It occurred to me that some of the people visiting this blog may not know about the disease that affects Reagan or how we got to this point. So let's start at the beginning.
Reagan was born on May 21, 2010 after a completely normal pregnancy. By all appearances she seemed totally healthy and after two uneventful days in the hospital we were discharged home to begin our family life. Tim and I noticed that Reagan seemed very sleepy. She would wake up if you stimulated her, but if you left her alone she fell right back to sleep. As the hours passed she got more and more sleepy and after about 12 hours at home she stopped eating. We took her back to the hospital where she continued to slowly deteriorate. She ultimately ended up being intubated because she was barely breathing on her own. The call was made and Reagan was transferred to University of Tennessee NICU for further treatment.
Once we arrived at UT, doctors were baffled. All of Reagan's blood work, x-rays, cranial ultrasounds, CTs, MRIs...everything was normal.

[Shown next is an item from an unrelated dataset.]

PR #3062, opened 2019-10-14
HHH-13640 

gbadner:
https://hibernate.atlassian.net/browse/HHH-13640

Deprecated SharedSessionContractImplementor#internalLoad(String, Serializable, boolean, boolean, Boolean unwrapProxy), and added tests.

They could find nothing wrong with her. We were fortunate enough to run into a doctor who had seen this type of behavior before. Once. One time in almost thirty years of medicine. He ordered a blood and spinal fluid glycine level and found our diagnosis. Nonketotichyperglycinemia.
NKH is a metabolic disorder in which the body lacks the enzyme needed to break down the amino acid glycine. Once the glycine builds up in the system, it is neurotoxic. This would explain why everything was normal at first and then Reagan slowly went down hill.

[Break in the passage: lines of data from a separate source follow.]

PR #3063, opened 2019-10-14
Fix for HHH-4235

flozano:
This issue is from 2010 and remains unfixed (https://hibernate.atlassian.net/projects/HHH/issues/HHH-4235)

PS: Please backport to 5.4.X? :)


flozano:
Thanks, will it be back-ported to 5.4?

dreab8:
thanks to you for the fix, I pushed it on master branch so it will be part of the next 5.4.7 release

PR #3064, opened 2019-10-14
HHH-13665 selecting an Entity annotated with @Immutalbe but not with @Cachable causes a NPE when use_reference_entries is enabled

dreab8:
https://hibernate.atlassian.net/browse/HHH-13665


Sanne:
thanks @dreab8 and @JWGmeligMeyling !

PR #3070, opened 2019-10-17
HHH-13672 The temporary PersistenceContext of a StatelessSession is not cleared after a refresh operation 

dreab8:
https://hibernate.atlassian.net/browse/HHH-13672


dreab8:
Hi @gbadner,

I think you are right, I'll try to create a test and what about creating a separate Jira for the PC not been cleared when an exception get thrown ?

PR #3074, opened 2019-10-20
HHH-13638

dennisshirazi:
I  rewrote the recursive implementation to an iterative approach. 

I wrote a test case for this as well. Unfortunately I was unable to recreate the issue with my test case. If I add too many values I receive a different StackoverflowError(i.e. 10000 values):
```java.lang.StackOverflowError
	at antlr.BaseAST.toString(BaseAST.java:333)
	at antlr.BaseAST.toStringList(BaseAST.java:341)
	at antlr.BaseAST.toStringList(BaseAST.java:347)
	at antlr.BaseAST.toStringList(BaseAST.java:347)
        ...
 ```
If I only use 5000 values both the new implementation as well as the old recursive implementation work.

### DIFF
--- a/hibernate-core/src/main/java/org/hibernate/boot/MetadataSources.java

Treatment was started right away and within a few hours Reagan started to improve. By the end of the week, she was breathing on her own again and by the end of the following week we were able to take her home. We had no idea what kind of life we were bringing her home to since NKH is considered terminal. We had no idea how long to expect to have her. All we knew was that we loved her and we wanted to cherish each moment we had.
Reagan was fed primarily via nasogastric tube for the first month of her life. Then she decided to start eating again. She now eats very well and is 75th percentile for weight and height.
Reagan has low upper body tone and is seen by physical and occupational therapy twice a week. She is showing signs of developmental delays, but she continues to make progress. She is on several medicines that break down the glycine for her body and also anti-seizure medications since seizures are classic with NKH.
There is a very broad spectrum of severity with NKH and we are blessed enough to be dealing with the mildest form of NKH documented. The leading expert in the country, Dr. VanHove, told us that Reagan will be able to walk, talk, eat, and learn. He told us to expect delays, but she will thrive and do well. Prayers answered.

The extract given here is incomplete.